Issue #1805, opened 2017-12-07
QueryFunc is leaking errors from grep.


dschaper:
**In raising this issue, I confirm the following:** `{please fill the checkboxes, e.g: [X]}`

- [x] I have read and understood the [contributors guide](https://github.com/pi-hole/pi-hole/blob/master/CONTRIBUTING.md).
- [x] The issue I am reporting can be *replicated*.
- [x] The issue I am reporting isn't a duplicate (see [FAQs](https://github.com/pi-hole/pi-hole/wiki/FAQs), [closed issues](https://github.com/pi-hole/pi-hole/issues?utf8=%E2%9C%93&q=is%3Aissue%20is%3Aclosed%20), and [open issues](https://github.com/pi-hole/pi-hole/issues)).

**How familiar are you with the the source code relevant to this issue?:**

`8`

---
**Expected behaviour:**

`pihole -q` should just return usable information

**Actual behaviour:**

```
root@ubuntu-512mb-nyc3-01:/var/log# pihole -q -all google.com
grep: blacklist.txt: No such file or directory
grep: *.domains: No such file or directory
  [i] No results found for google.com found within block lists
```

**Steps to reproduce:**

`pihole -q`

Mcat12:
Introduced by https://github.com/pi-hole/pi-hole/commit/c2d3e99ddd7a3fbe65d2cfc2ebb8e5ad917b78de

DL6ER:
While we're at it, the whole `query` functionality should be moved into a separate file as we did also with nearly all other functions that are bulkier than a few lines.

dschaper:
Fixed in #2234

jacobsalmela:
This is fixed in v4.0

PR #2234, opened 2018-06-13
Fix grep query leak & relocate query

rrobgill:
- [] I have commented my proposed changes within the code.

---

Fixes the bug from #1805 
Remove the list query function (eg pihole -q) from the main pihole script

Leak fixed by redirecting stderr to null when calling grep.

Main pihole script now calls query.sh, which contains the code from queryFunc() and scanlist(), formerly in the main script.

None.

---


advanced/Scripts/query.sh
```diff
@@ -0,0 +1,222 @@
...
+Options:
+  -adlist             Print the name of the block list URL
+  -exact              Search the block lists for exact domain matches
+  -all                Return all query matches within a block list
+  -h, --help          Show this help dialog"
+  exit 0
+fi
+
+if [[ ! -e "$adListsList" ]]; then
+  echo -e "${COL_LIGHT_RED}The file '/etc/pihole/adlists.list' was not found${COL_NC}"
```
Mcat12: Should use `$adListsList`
──────────
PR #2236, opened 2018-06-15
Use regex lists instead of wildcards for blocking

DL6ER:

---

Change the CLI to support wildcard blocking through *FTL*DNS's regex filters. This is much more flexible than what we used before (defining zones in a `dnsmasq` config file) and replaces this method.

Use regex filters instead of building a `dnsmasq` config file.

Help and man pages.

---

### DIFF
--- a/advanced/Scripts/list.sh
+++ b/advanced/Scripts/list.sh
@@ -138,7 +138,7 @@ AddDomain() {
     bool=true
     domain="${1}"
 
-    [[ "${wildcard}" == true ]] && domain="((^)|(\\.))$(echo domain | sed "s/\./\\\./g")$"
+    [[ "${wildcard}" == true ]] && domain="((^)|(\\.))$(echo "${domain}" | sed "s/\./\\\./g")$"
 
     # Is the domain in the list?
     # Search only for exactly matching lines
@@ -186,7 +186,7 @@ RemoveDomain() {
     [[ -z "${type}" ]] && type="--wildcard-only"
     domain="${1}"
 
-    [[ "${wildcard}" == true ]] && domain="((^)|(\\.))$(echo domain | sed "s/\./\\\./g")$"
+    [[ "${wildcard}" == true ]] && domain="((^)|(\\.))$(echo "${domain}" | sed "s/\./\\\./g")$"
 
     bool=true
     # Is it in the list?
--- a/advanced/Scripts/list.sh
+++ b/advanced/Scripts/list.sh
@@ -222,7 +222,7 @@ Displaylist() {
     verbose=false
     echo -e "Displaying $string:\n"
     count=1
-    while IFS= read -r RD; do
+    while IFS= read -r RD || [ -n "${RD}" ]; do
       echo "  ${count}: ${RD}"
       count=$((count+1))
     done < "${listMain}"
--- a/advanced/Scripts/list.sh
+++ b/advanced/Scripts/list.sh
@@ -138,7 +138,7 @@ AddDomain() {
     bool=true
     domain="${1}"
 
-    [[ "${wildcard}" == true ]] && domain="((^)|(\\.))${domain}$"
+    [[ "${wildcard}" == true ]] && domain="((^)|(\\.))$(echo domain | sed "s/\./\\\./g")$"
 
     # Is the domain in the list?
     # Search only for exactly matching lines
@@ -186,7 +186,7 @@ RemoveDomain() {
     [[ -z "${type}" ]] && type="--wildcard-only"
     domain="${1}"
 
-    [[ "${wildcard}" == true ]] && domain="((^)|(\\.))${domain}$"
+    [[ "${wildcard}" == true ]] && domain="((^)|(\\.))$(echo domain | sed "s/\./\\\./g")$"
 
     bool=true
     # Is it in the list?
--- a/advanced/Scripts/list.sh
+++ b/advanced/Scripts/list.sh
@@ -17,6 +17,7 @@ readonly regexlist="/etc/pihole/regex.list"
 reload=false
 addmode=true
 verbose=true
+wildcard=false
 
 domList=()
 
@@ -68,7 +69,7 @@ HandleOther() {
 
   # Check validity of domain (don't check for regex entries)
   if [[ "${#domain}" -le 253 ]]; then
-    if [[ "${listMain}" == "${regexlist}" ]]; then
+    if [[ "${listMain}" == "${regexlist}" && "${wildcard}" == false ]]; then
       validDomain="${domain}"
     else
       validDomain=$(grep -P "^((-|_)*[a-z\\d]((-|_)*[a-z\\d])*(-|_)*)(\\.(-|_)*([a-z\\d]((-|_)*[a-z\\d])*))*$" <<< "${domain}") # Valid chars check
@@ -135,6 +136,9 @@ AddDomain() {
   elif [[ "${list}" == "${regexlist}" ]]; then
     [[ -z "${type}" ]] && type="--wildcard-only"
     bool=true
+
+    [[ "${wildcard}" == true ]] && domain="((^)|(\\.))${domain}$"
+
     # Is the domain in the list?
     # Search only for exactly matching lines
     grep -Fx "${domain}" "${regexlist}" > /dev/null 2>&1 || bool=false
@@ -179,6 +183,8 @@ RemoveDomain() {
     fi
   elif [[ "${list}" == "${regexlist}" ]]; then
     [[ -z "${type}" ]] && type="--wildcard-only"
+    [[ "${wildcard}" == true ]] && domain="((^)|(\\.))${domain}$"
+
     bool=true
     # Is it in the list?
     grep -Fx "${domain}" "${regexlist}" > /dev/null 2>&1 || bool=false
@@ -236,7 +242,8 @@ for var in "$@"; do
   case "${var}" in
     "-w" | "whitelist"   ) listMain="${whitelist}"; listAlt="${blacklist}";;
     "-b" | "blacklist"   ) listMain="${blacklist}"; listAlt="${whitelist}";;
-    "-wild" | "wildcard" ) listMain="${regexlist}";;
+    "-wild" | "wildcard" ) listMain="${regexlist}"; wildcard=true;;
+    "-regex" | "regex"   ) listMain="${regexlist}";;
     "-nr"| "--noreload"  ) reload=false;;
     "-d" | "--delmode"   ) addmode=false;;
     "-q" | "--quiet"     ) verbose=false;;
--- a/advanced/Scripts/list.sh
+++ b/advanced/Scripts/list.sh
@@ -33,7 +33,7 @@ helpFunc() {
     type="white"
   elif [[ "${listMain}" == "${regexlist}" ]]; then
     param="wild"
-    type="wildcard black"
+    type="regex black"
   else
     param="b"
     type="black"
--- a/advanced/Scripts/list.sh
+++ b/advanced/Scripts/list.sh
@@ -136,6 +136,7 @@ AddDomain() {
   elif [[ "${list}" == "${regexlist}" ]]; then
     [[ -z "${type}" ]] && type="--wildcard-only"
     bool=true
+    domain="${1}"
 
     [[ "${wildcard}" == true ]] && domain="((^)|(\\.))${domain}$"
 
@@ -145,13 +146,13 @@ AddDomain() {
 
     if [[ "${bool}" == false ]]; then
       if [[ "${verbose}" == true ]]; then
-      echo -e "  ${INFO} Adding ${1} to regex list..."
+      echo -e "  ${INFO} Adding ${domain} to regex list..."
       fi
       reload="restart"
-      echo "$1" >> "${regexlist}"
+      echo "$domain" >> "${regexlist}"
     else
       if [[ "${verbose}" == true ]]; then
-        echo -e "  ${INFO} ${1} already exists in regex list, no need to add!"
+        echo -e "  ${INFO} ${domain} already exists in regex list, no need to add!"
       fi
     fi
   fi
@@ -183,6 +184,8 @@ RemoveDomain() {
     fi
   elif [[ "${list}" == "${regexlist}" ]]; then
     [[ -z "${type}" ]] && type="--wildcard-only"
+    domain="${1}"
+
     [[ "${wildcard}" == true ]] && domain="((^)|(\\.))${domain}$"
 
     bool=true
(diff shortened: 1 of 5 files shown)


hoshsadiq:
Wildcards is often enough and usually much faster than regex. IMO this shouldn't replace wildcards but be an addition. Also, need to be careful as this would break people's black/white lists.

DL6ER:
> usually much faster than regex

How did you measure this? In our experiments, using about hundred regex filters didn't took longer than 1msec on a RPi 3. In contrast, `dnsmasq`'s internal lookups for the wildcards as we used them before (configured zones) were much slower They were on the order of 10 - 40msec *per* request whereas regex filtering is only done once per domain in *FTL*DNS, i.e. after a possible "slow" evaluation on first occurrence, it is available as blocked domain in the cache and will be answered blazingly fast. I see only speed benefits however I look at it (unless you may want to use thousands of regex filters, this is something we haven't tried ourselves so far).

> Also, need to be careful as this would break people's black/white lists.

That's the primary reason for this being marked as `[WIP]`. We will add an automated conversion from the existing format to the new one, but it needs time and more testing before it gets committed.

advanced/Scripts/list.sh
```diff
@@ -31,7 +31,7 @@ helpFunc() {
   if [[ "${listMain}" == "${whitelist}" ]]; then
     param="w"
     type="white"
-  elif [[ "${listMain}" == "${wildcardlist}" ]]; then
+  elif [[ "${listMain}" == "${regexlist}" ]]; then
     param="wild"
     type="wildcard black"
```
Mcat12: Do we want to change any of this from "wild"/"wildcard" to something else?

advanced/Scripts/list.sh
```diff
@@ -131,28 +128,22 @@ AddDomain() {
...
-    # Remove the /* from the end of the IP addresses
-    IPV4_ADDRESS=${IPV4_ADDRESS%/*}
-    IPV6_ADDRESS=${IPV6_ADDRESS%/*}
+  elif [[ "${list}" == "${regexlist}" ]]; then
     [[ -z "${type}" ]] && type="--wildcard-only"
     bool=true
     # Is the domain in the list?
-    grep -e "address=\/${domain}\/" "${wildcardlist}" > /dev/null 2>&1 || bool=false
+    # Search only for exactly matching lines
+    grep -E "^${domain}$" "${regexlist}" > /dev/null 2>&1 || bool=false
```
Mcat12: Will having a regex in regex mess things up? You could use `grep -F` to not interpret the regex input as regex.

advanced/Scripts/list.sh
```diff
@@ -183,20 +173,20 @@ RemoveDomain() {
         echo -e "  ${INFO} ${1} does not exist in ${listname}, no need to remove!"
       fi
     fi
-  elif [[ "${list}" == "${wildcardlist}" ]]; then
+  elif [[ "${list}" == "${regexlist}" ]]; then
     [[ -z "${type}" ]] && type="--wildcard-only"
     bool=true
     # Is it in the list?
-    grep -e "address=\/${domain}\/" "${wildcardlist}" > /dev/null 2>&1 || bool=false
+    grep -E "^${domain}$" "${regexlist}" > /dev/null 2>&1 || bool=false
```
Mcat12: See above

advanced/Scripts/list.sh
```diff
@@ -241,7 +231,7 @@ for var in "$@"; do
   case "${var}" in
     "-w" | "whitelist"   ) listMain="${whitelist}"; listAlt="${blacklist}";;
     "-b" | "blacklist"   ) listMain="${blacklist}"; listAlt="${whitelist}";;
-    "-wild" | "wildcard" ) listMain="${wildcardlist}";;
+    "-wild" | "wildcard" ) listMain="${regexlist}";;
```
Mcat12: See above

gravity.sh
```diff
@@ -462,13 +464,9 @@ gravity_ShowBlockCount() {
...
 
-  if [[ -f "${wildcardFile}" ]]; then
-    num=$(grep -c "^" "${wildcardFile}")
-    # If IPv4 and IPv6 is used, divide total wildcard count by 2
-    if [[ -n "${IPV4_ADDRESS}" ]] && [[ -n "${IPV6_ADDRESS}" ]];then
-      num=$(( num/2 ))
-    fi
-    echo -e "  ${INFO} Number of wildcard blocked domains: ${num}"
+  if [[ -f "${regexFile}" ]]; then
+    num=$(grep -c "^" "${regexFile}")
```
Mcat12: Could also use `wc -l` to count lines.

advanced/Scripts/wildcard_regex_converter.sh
──────────
WORK ORDER:
Say, as a single number and nothing more, how many lines of the entries contain the word "exists".

YOUR SOLUTION:
2